Problem description -> Write down exactly the lines of the records below, beginning with the first and ending with the line that includes "mobitar, line 109: Magic".

::::

PR #540, opened 2021-04-05
feat: search options

baptiste-grob:


app/assets/javascripts/components/SearchOptions.tsx
```diff
@@ -0,0 +1,154 @@
...
+      setOpen(false);
+    }
+  }
+
+  return (
+    <Disclosure
+      open={isOpen}
+      onChange={() => {
+        const { height } = buttonRef.current.getBoundingClientRect();
+        setOptionsPanelTop(height + 4);
```
mobitar, line 109: Magic value `4` 👀 Maybe should be extracted into const?

app/assets/javascripts/components/SearchOptions.tsx
```diff
@@ -0,0 +1,155 @@
...
+  DisclosurePanel,
+} from '@reach/disclosure';
+import React, { HTMLProps } from 'react';
+
+type Props = {
+  appState: AppState;
+  application: WebApplication;
+};
+
+function Switch(
```
mobitar, line 26: Should be extracted into its own file no? Will need to be done when we need switches elsewhere anyway.

app/assets/javascripts/ui_models/app_state.ts
```diff
@@ -148,6 +148,62 @@ class NoAccountWarningState {
   }
 }
 
+class SearchOptions {
```
mobitar, line 151: So many classes in this file. What's your take on this?

app/assets/javascripts/components/SearchOptions.tsx
baptiste-grob: True. This was originally supposed to live in StyleKit but the React components export is weirdly broken so I postponed the extraction…

app/assets/javascripts/ui_models/app_state.ts
baptiste-grob: I could go either way honestly. 
These classes are only meant to be consumed by AppState so they only exist to separate behavior in a sensible way. In that sense they're not different from one big class with many methods, it's just one holding class containing smaller objects. Extracting each class to its own separate file would the overall intent (to have one global state object) less clear I think.

baptiste-grob: I don't believe extracting each class into its separate file would cause much harm either so I have no quarrel with doing so if you have a stronger opinion about this than I do 🙂

mobitar: Just cleaner to do so imo. Can be in a folder within a app_state dir. Similar to creating a component that has many components: I think it's cleaner if each component were its own file. Especially as the sub components begin to grow. In my experience it's also frustrating to open something like app_state and expect to see AppState but then having to scroll to who knows where to actually begin seeing the AppState interface.

baptiste-grob: Gotcha 👍

mobitar (approved):

app/assets/javascripts/components/SearchOptions.tsx
```diff
@@ -0,0 +1,112 @@
...
+  async function toggleIncludeProtectedContents() {
+    setTogglingIncludeProtectedContents(true);
+    try {
+      await searchOptions.toggleIncludeProtectedContents();
+    } finally {
+      setTogglingIncludeProtectedContents(false);
+    }
+  }
+
+  const [isOpen, setOpen] = useState(false);
```
daianaszwimer, line 47: the name of the hook function should be the `set` + `name of the variable` => `setIsOpen` @baptiste-grob

app/assets/javascripts/components/SearchOptions.tsx
```diff
@@ -0,0 +1,112 @@
...
+  }
+
+  return (
+    <Disclosure
+      open={isOpen}
+      onChange={() => {
+        const { height } = buttonRef.current.getBoundingClientRect();
+        const extraVerticalBreathingRoom = 4;
+        setOptionsPanelTop(height + extraVerticalBreathingRoom);
+        setOpen(!isOpen);
```
daianaszwimer, line 68: @baptiste-grob I don't think we will have issues with this, but just in case, when you send the previous value as a parameter, a good practice is to send a function as a parameter `setOpen((prevIsOpen) => !prevIsOpen);`
https://reactjs.org/docs/hooks-reference.html#functional-updates

app/assets/javascripts/components/Switch.tsx
```diff
@@ -0,0 +1,48 @@
...
+export type SwitchProps = HTMLProps<HTMLInputElement> & {
+  checked?: boolean;
+  onChange: (checked: boolean) => void;
+  children: ComponentChildren;
+};
+
+export const Switch: FunctionalComponent<SwitchProps> = (
+  props: SwitchProps
+) => {
+  const [checkedState, setChecked] = useState(props.checked || false);
```
daianaszwimer, line 20: Maybe we can set `props.checked`'s default value here, what do you think about that approach? @baptiste-grob 
```
Switch.defaultProps = {
  checked: false,
}
```

app/assets/javascripts/components/Switch.tsx
```diff
@@ -0,0 +1,48 @@
...
+  const checked = props.checked ?? checkedState;
```
daianaszwimer, line 21: If we implement this https://github.com/standardnotes/web/pull/540/files#r607887769 we won't need this, right? @baptiste-grob

app/assets/javascripts/components/SearchOptions.tsx
baptiste-grob: Conventionally when it's a boolean setter we omit the `is`. But maybe that's old hat?

app/assets/javascripts/components/Switch.tsx
```diff
@@ -0,0 +1,48 @@
...
+  return (
+    <label className="sn-component flex justify-between items-center cursor-pointer hover:bg-contrast py-2 px-3">
+      {props.children}
+      <CustomCheckboxContainer
+        checked={props.checked != null ? props.checked : checked}
```
daianaszwimer, line 26: This seems a little redundant I think. Aren't you doing the same check on line 21? @baptiste-grob

app/assets/javascripts/components/Switch.tsx
baptiste-grob: I dislike using defaultProps because they break the functional paradigm. Does that even work on functional components actually?

daianaszwimer: Also, same thing that I mentioned on another comment, the name of the function should be `setCheckedState` @baptiste-grob  😄

app/assets/javascripts/components/SearchOptions.tsx
daianaszwimer: From what I see on React's documentation page, there's an example with this same case scenario and they don't omit the `is`
https://reactjs.org/docs/hooks-overview.html#effect-hook => they are declaring ` const [isOnline, setIsOnline] = useState(null);`

app/assets/javascripts/components/Switch.tsx
baptiste-grob: While we don't need this for SearchOptions, it's conventional in component libraries to have components with autonomous behavior by default :)

app/assets/javascripts/components/Switch.tsx
baptiste-grob: You're right, that's a refactoring leftover 😄

app/assets/javascripts/components/Switch.tsx
baptiste-grob: This also doesn't account for using Switch as an uncontrolled component, see my comment below

app/assets/javascripts/ui_models/app_state/sync_state.ts
```diff
@@ -0,0 +1,36 @@
+import { SyncOpStatus } from "@standardnotes/snjs";
+import { action, makeObservable, observable } from "mobx";
+
+export class SyncState {
+  inProgress = false;
+  errorMessage?: string = undefined;
```
daianaszwimer, line 6: `undefined` is used when there's an unintentional "mistake". If you want nullable values you should use `null` or not assign them anything (which will result in having `undefined` as a value) @baptiste-grob

app/assets/javascripts/ui_models/app_state/sync_state.ts
```diff
@@ -0,0 +1,36 @@
...
+    this.errorMessage = status.error?.message;
+    this.inProgress = status.syncInProgress;
+    const stats = status.getStats();
+    const completionPercentage =
+      stats.uploadCompletionCount === 0
+        ? 0
+        : stats.uploadCompletionCount / stats.uploadTotalCount;
+
+    if (completionPercentage === 0) {
+      this.humanReadablePercentage = undefined;
```
daianaszwimer, line 28: Same here ;) https://github.com/standardnotes/web/pull/540/files#r607906141

app/assets/javascripts/ui_models/app_state/sync_state.ts
```diff
@@ -0,0 +1,36 @@
...
+    } else {
+      this.humanReadablePercentage = completionPercentage.toLocaleString(
+        undefined,
```
daianaszwimer, line 31: and here 😅 https://github.com/standardnotes/web/pull/540/files#r607906141

app/assets/javascripts/ui_models/app_state/sync_state.ts
baptiste-grob: Most codebases have to at some point decide if they want to use `null` or `undefined` to signify "the absence of". In our case we chose `undefined` a while ago (most notably in SNJS) so this is just following that convention :)

app/assets/javascripts/components/Switch.tsx
daianaszwimer: > Does that even work on functional components actually

Yes! :)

::::

Answer to this task ->
PR #540, opened 2021-04-05
feat: search options

baptiste-grob:


app/assets/javascripts/components/SearchOptions.tsx
```diff
@@ -0,0 +1,154 @@
...
+      setOpen(false);
+    }
+  }
+
+  return (
+    <Disclosure
+      open={isOpen}
+      onChange={() => {
+        const { height } = buttonRef.current.getBoundingClientRect();
+        setOptionsPanelTop(height + 4);
```
mobitar, line 109: Magic value `4` 👀 Maybe should be extracted into const?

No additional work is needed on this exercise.